Expression Dynamics of Neurotransmitter System Genes in Early Sea Urchin Embryos: Insights from a Four-Species Comparative Transcriptome Analysis.

Transmitters such as serotonin, dopamine, noradrenaline, and acetylcholine act as regulators or triggers of numerous processes in the early embryo, including in sea urchins. However, the identity of these mechanisms relative to mature nervous systems remains controversial. The aim of this study was to comprehensively characterize the transcriptomic basis of these as well as glutamatergic, GABAergic and histaminergic systems by comparing publicly available RNA-Seq data across four sea urchin species (Mesocentrotus franciscanus, Lytechinus variegatus, Paracentrotus lividus, Strongylocentrotus purpuratus) during early development (egg to early gastrula). Transcript abundance was normalized using the geometric mean of housekeeping genes (GHG) to facilitate comparative analysis and to use the universal significance threshold. We detected mRNA transcripts encoding numerous components (enzymes, receptors, transporters) for all seven transmitter systems from the earliest stages, suggesting a complex signaling potential prior to neurogenesis. The expression of multiple mRNAs of receptors for the same transmitter indirectly supports our earlier notion of the possibility of simultaneous regulation of different processes by this transmitter even in the single-cell embryo.
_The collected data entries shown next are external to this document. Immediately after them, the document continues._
PR #1345, opened 2025-10-08
qt-build-utils: add Qml Language Server ini builder

ahayzen-kdab:


LeonMatthesKDAB (commented):
Looks good, I just have some questions about what Qmlls expects.

PR #1364, opened 2025-11-26
Export qmltypes and qmldir for each plugin

ahayzen-kdab:


crates/cxx-qt-build/src/lib.rs
```diff
@@ -878,22 +878,39 @@ impl CxxQtBuilder {
...
             cc_builder.define("QT_STATICPLUGIN", None);
 
             // If any of the files inside the qml module change, then trigger a rerun
             for file in qml_module.qml_files {
                 println!("cargo::rerun-if-changed={}", file.path().display());
             }
 
+            // Export the .qmltypes and qmldir files into a stable path, so that tools like
+            // qmllint/qmlls can find them.
+            let plugin_dir = dir::module_export(&qml_module.uri);
```
ahayzen-kdab: should this export be happening here inside the build_qml_module ? Or should this happen somehow somewhere else as part of the export phase?

ahayzen-kdab: Right lets add that in another PR to keep things moving...

PR #1369, opened 2025-12-12
Add an example of a dynamically loaded QML plugin

### LINKED ISSUE #1266: What happened to the `QmlExtensionPlugin` example
I remember an example about it, but it disappeared after 0.5.
This is confusing to me what is the right way to write a "plugin" nowadays?

It seems cxx-qt is almost dealing with everything, all the symbols are generated, the `QmlExtensionPlugin` class, the `qmltypes`, etc... It just I don't understand how to make it a loadable plugin.

I'm happy with a cargo only build or a cmake based one.

## Some use case

I want to introduce a new module to test cxx-qt for a cpp based project, but I want to make the changes as minimal as possible. So I thought the plugin approach sound nice.

## What I've done so far

Everything I've tried is based of the `qml_minimal` example

- cargo only: build a dynlib, move the dynlib file in the same folder as where `qmldir` is located. I get `rust/target/debug/build/qml_minimal-b6d7b9673e0f279f/out/qt-build-utils/qml_modules/com/kdab/cxx_qt/demo/libcom_kdab_cxx_qt_demo.dylib' is not a Qt plugin`.
- Many variant from CMake
- Write my own plugin:

```
qt_add_plugin(example_qml_minimal
    cpp/plugin.cpp
)
target_link_libraries(example_qml_minimal PRIVATE qml_minimal_qml_module)
```

And in `plugin.cpp`:

```cpp
#include <QtQml/QQmlExtensionPlugin>
#include <QtQml/QQmlEngine>

#include <qml_minimal/src/cxxqt_object.cxxqt.h>

class CoreQmlpluginPlugin : public QQmlExtensionPlugin
{
    Q_OBJECT
    Q_PLUGIN_METADATA(IID QQmlExtensionInterface_iid)

public:
    void registerTypes(const char* uri) override
    {
        qmlRegisterType<my_object::MyObject>(uri, 1, 0, "MyObject");
    }
};

#include "plugin.moc"
```

The latter works, but then I'm loosing the benefit of what cxx-qt is doing: automation (qml_element) and tooling files (qmltypes)

## Conclusion

I feel I'm missing an obvious step somewhere. Using the keyword `plugin` doesn't yield any interesting issue here, or relevant doc in the book.

LeonMatthesKDAB:
Closes #1266 

This mostly needs some adjustments to how we build the QML plugin to be built as a dynamic plugin, instead of static, and then needs CMake to copy everything into the right place.


examples/qml_minimal_plugin/rust/Cargo.toml
```diff
@@ -0,0 +1,38 @@
...
+  "Leon Matthes <leon.matthes@kdab.com>"
+]
+edition = "2021"
+license = "MIT OR Apache-2.0"
+
+# This will instruct Cargo to create a static
+# library which CMake can link against
+[lib]
+crate-type = ["cdylib"]
+# ANCHOR_END: book_static_lib
```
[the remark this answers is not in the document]
LeonMatthesKDAB: Right, I will need to update the book in general, so the anchors here and in the CMakeLists.txt will likely change. (was just copied from qml_minimal)

crates/cxx-qt-build/src/lib.rs
```diff
@@ -688,6 +693,15 @@ impl CxxQtBuilder {
         for include_path in include_paths {
             builder.include(include_path);
         }
+
+        if !Self::is_debug() {
```
ahayzen-kdab: should we only do this on Windows ? Or do we also need to on other platforms :thinking:

ahayzen-kdab: Seems when building a plugin you use `if cc_builder.get_compiler().is_like_msvc() {` to set this.

Does this *also* need to be enabled in all cc builders too then ?

examples/CMakeLists.txt
```diff
@@ -9,9 +9,10 @@
 # When using `cargo test`
 add_subdirectory(qml_features)
 add_subdirectory(qml_minimal)
-add_subdirectory(qml_multi_crates)
 
 # TODO: get demo_threading working for wasm builds
 if(NOT BUILD_WASM)
+    add_subdirectory(qml_minimal_plugin)
+    add_subdirectory(qml_multi_crates)
```
ahayzen-kdab: does multi crates now not build somehow when it did before for WASM?

examples/qml_minimal_plugin/CMakeLists.txt
```diff
@@ -0,0 +1,131 @@
...
+
+# Link to the qml module, which in turn links to the Rust qml_minimal library
+target_link_libraries(example_qml_minimal_plugin PRIVATE Qt::Core Qt::Gui Qt::Qml Qt::QuickControls2)
+
+# If we are using a statically linked Qt then we need to import any qml plugins
+# qt_import_qml_plugins(example_qml_minimal_plugin)
+
+if(BUILD_TESTING)
+    #
+    # Unit test
```
ahayzen-kdab: can you copy the `qmllint` test from the `qml_minimal` example so we check that too here

LeonMatthesKDAB: done

PR #1383, opened 2025-12-23
Add missing QVariantValue implementations

jnbooth:
Implements QVariantValue for the following types:

- QFont
- QImage
- QLine
- QLineF
- QPen
- QPolygon
- QPolygonF
- QRegion
- QVariantHash
- QVariantList
- QVariantMap


ahayzen-kdab (approved):
I think initially we only added implementations for types that had a QVariant constructor, but makes sense to do all as this cannot be implemented externally for any cxx-qt-lib types, and these can be done via QVariant::fromValue in C++.

PR #1405, opened 2026-02-09
Add bindings for QChar

jnbooth:
A `QString` is a list of `QChar`s, but cxx-qt-lib doesn't currently have bindings for `QChar`. That means any time you want to interact with the `QString` as a list (split, add, remove, etc.), you need to allocate a new `QString`. This PR adds bindings for `QChar` so it can be used directly. That also makes it much easier to find out what's inside a `QString` without needing to convert it to a `String`.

Notably, transcripts for key synthesis enzymes (TPH, DBH) were often low, indicating limited de novo synthesis, while transcripts for degradation enzymes (MAO, AChE) were abundant. Consistent expression across species was observed for specific receptors such as HTR6, D1-like dopamine, β-adrenergic receptors and the α7 subunit of nicotinic AChR. However, the expression profiles of many components, particularly glutamatergic receptors and metabolic enzymes, showed considerable interspecies variability. These findings indicate that multiple transmitter systems are transcriptionally represented early in development, suggesting substantial molecular overlap with mature systems, while the diversity between species points to possible evolutionary plasticity. This comparative transcriptomic dataset provides a basis for targeted functional studies of the role and interactions of these pre-nervous transmitter pathways in orchestrating embryogenesis.